:: DATA SHOWN

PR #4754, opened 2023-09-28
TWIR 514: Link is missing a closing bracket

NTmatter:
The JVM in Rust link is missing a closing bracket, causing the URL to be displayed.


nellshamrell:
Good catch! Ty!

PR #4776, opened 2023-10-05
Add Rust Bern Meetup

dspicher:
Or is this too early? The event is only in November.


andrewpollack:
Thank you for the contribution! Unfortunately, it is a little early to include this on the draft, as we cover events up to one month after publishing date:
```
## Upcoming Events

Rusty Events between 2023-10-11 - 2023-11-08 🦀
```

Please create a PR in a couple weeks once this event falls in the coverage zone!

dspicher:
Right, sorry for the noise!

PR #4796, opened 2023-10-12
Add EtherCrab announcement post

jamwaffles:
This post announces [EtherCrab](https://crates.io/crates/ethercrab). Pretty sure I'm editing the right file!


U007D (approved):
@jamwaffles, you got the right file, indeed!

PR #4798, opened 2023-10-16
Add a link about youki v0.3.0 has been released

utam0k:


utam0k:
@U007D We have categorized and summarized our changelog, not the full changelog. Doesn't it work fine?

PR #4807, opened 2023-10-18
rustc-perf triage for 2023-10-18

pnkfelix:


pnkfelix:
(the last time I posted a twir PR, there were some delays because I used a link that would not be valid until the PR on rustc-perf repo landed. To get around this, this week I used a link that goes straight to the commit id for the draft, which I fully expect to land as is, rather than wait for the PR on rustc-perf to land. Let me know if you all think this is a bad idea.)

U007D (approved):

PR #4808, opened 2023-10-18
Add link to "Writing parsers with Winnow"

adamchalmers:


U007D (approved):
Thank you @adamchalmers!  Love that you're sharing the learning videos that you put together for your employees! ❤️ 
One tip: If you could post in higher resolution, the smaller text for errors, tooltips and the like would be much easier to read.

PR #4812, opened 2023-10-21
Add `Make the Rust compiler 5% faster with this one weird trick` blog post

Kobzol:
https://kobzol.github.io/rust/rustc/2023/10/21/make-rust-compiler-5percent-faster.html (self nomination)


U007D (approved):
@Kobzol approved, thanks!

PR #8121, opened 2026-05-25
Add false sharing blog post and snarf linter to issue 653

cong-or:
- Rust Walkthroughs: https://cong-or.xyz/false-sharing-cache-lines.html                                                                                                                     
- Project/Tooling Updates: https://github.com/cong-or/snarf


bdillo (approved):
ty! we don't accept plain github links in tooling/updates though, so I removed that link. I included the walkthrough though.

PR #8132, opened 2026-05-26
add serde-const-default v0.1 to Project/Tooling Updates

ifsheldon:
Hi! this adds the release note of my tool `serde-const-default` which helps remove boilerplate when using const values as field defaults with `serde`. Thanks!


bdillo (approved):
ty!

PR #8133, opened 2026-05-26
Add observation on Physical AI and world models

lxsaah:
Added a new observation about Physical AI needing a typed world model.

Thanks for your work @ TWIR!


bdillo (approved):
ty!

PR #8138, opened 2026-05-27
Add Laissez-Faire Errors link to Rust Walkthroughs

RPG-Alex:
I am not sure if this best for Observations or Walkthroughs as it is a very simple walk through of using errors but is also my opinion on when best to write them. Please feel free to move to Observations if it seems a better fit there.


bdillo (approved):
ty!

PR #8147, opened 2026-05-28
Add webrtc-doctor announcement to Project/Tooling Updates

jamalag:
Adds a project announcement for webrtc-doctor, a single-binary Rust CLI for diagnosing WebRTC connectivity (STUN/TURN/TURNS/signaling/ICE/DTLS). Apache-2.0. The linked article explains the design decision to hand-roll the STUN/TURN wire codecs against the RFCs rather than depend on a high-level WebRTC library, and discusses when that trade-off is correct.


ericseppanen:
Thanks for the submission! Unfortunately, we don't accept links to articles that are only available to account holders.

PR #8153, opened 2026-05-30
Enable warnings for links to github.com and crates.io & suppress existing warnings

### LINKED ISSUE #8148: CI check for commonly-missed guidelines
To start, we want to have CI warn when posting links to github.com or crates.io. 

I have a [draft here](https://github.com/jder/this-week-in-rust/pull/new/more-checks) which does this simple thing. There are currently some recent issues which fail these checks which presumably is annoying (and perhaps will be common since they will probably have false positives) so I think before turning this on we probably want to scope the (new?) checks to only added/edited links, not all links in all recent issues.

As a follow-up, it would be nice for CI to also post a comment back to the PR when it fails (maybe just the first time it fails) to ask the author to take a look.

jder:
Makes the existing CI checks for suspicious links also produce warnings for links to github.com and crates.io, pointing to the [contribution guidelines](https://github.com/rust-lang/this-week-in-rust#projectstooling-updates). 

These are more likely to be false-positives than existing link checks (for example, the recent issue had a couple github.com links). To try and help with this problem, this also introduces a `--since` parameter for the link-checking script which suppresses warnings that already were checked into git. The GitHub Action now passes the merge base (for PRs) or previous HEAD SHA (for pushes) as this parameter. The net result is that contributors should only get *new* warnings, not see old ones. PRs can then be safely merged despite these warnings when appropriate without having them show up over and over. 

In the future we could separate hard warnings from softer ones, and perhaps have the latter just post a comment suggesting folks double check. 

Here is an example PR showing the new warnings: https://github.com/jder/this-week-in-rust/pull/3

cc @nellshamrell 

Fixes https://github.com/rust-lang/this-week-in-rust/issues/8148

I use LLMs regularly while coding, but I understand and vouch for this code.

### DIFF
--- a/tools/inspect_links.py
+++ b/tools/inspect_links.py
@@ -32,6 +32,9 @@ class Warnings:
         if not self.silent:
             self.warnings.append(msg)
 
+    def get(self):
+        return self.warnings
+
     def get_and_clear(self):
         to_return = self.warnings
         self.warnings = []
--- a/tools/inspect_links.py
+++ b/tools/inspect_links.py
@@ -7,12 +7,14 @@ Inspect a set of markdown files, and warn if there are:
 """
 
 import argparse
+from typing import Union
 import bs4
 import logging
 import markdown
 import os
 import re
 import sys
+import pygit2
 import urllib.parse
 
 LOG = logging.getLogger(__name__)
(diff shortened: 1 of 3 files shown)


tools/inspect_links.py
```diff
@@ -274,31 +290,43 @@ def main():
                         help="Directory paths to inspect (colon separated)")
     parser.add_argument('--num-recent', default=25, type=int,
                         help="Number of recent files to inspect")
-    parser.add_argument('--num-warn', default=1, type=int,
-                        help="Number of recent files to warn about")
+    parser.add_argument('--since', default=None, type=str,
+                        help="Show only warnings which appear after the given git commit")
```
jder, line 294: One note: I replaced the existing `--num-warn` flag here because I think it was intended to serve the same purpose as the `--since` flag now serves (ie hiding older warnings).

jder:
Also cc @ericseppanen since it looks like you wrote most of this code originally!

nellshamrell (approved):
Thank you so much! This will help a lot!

::::
:: DATA SHOWN

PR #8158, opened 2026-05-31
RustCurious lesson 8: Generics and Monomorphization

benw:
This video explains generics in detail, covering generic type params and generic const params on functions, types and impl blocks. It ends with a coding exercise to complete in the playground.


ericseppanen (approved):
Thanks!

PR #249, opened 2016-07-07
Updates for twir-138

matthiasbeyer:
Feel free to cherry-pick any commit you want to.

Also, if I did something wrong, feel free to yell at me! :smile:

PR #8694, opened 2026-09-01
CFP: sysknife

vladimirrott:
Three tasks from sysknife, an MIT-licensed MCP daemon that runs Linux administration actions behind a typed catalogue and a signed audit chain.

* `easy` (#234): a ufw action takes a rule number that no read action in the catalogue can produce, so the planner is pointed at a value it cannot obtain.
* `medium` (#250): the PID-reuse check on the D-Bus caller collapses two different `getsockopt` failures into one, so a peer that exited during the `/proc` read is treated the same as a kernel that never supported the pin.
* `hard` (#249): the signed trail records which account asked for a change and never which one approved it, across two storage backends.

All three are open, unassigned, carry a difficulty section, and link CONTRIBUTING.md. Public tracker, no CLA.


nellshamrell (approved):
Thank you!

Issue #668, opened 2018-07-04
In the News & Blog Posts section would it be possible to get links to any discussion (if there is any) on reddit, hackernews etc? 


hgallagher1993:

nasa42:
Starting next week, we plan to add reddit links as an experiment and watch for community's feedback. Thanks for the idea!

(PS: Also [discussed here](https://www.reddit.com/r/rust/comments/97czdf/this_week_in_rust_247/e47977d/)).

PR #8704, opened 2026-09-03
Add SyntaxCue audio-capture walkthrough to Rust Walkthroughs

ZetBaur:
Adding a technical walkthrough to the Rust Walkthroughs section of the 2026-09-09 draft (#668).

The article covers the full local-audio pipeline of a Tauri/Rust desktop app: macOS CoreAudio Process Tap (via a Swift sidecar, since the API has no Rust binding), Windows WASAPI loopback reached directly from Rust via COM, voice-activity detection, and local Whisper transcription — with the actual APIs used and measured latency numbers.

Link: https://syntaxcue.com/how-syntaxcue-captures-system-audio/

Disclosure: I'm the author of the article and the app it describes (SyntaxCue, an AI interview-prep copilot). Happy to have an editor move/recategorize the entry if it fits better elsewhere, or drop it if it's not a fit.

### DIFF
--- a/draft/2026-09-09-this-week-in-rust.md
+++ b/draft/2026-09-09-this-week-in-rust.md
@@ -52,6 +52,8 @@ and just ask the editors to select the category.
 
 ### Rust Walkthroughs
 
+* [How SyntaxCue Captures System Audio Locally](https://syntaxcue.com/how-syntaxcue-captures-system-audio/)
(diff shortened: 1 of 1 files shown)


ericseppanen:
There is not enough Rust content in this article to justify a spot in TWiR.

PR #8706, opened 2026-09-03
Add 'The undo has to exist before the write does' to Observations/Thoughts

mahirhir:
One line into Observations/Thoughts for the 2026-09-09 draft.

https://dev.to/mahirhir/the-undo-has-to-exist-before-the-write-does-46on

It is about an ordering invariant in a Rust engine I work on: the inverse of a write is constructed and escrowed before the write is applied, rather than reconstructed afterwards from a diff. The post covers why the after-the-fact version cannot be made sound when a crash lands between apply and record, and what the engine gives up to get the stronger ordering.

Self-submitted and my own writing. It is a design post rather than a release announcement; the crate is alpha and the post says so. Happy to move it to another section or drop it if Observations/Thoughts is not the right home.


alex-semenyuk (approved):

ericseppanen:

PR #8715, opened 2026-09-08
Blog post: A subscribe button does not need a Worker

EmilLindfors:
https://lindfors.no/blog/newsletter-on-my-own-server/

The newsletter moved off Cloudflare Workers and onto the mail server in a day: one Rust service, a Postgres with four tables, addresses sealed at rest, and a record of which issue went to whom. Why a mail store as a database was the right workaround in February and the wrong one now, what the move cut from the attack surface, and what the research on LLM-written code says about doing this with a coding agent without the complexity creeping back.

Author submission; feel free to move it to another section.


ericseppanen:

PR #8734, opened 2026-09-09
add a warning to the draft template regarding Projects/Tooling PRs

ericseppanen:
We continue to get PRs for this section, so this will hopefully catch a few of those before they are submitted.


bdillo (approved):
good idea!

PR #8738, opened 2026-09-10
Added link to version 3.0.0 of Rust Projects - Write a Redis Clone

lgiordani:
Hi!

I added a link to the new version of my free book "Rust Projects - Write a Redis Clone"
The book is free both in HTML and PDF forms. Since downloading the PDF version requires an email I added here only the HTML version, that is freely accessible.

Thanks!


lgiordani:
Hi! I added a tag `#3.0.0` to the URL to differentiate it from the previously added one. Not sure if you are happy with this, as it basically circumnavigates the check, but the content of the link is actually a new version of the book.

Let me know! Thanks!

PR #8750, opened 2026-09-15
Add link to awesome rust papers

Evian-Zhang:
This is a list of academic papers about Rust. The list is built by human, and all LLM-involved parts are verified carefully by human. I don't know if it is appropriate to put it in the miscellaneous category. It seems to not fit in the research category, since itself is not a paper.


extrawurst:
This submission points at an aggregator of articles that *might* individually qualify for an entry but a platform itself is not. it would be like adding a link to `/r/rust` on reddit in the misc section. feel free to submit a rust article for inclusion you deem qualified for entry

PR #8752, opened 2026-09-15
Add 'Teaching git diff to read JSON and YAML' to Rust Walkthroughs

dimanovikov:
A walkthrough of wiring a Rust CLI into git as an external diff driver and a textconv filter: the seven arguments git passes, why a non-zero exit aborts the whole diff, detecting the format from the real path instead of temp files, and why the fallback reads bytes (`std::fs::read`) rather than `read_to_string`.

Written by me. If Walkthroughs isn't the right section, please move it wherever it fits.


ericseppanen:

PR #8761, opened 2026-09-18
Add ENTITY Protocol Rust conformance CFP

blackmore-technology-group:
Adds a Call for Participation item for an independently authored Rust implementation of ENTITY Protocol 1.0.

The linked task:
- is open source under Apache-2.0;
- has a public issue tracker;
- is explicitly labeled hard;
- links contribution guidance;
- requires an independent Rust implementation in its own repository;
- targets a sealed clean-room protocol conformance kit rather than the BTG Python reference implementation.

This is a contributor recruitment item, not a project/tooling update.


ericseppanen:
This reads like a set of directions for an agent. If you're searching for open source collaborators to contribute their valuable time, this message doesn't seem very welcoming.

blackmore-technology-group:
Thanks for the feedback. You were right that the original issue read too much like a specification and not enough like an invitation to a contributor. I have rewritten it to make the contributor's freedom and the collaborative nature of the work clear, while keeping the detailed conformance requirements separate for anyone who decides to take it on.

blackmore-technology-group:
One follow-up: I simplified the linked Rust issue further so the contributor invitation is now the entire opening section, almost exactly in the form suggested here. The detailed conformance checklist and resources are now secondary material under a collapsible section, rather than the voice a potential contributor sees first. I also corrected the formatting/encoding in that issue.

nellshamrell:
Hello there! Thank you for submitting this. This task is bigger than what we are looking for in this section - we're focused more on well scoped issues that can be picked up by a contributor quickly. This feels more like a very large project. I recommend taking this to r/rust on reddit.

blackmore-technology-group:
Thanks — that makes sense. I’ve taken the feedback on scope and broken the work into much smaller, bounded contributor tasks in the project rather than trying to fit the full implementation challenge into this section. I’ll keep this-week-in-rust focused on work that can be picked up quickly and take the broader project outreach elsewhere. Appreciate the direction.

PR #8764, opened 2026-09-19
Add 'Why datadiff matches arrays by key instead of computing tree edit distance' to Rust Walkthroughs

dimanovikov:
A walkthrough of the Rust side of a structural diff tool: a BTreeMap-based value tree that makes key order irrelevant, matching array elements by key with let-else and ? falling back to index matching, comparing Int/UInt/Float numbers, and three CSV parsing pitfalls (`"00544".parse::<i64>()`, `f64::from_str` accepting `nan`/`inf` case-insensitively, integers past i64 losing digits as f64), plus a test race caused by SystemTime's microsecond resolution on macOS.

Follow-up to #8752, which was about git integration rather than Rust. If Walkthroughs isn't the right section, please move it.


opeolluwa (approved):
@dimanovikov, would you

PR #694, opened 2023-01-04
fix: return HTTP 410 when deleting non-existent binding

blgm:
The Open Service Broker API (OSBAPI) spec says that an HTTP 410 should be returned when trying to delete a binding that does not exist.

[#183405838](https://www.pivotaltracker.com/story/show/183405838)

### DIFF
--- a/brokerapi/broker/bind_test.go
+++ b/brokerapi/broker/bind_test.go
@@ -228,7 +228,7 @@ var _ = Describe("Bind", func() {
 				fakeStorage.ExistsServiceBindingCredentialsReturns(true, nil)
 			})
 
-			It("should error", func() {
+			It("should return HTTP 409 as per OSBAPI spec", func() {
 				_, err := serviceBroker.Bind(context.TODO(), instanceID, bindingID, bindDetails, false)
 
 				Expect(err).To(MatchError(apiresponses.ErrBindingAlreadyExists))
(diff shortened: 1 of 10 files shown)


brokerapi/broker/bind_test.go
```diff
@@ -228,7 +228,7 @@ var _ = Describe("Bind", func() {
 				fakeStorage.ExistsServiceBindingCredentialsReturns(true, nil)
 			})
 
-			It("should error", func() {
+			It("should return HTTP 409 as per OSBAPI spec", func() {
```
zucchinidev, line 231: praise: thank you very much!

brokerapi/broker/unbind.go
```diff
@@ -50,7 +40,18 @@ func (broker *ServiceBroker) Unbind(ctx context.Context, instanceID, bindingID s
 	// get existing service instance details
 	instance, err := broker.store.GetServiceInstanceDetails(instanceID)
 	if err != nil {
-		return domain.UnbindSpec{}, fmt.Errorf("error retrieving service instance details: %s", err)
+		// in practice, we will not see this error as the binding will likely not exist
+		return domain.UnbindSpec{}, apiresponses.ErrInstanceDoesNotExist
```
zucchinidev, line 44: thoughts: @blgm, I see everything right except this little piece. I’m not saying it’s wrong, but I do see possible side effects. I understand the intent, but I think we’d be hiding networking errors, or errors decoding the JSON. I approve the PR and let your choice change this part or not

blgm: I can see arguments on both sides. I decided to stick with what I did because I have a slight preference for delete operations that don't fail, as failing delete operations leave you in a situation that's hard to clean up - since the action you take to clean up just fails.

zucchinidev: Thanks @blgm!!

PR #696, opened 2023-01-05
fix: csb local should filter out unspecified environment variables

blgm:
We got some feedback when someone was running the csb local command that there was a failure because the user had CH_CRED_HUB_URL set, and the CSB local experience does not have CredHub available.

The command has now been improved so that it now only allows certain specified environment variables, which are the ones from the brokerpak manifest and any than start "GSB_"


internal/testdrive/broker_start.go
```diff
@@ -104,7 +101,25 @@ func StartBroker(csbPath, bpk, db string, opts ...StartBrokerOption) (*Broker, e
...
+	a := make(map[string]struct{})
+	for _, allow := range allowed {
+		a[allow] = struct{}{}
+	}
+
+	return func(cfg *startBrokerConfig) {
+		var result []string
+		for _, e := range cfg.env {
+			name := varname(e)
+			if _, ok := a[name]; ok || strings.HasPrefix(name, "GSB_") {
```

::::
:: DATA SHOWN

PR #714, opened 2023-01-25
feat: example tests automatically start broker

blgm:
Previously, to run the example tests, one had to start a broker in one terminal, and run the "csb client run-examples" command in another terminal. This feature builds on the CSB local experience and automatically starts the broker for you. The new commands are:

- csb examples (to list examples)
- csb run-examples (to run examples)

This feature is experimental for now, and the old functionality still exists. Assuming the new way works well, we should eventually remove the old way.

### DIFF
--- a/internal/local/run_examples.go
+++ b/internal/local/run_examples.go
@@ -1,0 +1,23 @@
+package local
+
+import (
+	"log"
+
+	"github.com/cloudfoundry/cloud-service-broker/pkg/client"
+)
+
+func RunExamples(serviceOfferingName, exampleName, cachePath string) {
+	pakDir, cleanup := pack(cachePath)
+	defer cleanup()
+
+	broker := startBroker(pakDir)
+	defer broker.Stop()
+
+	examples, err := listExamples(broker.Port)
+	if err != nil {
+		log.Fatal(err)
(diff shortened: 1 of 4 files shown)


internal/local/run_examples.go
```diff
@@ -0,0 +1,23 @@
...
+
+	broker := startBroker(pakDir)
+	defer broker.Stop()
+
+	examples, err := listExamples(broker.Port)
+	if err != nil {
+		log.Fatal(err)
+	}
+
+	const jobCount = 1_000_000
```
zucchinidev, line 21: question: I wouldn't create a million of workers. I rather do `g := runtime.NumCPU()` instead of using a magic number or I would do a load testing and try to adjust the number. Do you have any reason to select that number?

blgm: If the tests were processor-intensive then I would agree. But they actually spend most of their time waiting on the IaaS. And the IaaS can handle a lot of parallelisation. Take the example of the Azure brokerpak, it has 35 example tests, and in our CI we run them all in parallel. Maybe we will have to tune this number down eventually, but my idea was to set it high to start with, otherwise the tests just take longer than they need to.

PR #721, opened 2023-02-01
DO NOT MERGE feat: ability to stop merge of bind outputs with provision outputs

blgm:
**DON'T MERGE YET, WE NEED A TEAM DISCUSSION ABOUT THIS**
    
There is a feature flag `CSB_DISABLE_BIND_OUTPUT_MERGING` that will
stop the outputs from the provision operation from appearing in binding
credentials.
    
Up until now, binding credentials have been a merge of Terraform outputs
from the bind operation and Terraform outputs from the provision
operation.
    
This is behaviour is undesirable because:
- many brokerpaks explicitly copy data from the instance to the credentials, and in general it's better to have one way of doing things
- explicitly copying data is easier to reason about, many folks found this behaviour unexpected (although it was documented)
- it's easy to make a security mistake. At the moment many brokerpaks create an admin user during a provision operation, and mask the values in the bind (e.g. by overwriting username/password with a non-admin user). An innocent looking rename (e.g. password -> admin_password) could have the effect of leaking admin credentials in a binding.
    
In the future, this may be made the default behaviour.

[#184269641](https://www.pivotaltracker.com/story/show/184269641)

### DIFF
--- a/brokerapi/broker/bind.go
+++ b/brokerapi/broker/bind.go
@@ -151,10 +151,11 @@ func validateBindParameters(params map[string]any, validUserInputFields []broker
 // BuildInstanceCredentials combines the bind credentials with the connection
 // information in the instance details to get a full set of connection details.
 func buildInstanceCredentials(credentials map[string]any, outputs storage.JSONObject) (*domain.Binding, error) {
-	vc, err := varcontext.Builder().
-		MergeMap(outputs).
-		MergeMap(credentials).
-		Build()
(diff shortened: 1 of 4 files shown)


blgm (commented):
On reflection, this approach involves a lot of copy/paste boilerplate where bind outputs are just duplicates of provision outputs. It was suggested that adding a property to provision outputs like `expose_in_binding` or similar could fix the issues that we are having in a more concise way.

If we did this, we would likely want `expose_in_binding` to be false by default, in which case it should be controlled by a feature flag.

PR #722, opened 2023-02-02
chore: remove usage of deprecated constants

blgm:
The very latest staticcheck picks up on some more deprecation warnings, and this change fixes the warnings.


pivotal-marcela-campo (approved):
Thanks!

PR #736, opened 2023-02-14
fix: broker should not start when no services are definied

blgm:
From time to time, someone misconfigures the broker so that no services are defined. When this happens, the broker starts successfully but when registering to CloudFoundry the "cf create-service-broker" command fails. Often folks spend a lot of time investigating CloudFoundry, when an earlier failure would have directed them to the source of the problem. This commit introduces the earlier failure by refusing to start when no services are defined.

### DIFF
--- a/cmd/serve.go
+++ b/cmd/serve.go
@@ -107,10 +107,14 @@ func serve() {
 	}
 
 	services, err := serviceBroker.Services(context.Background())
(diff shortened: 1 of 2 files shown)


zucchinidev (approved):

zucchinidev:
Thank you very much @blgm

::::

__WHAT YOU NEED TO DO__. Lines with "zucchinidev" in the records: how many are there? Give only the number.

__RESPONSE TO THIS EXERCISE__. 6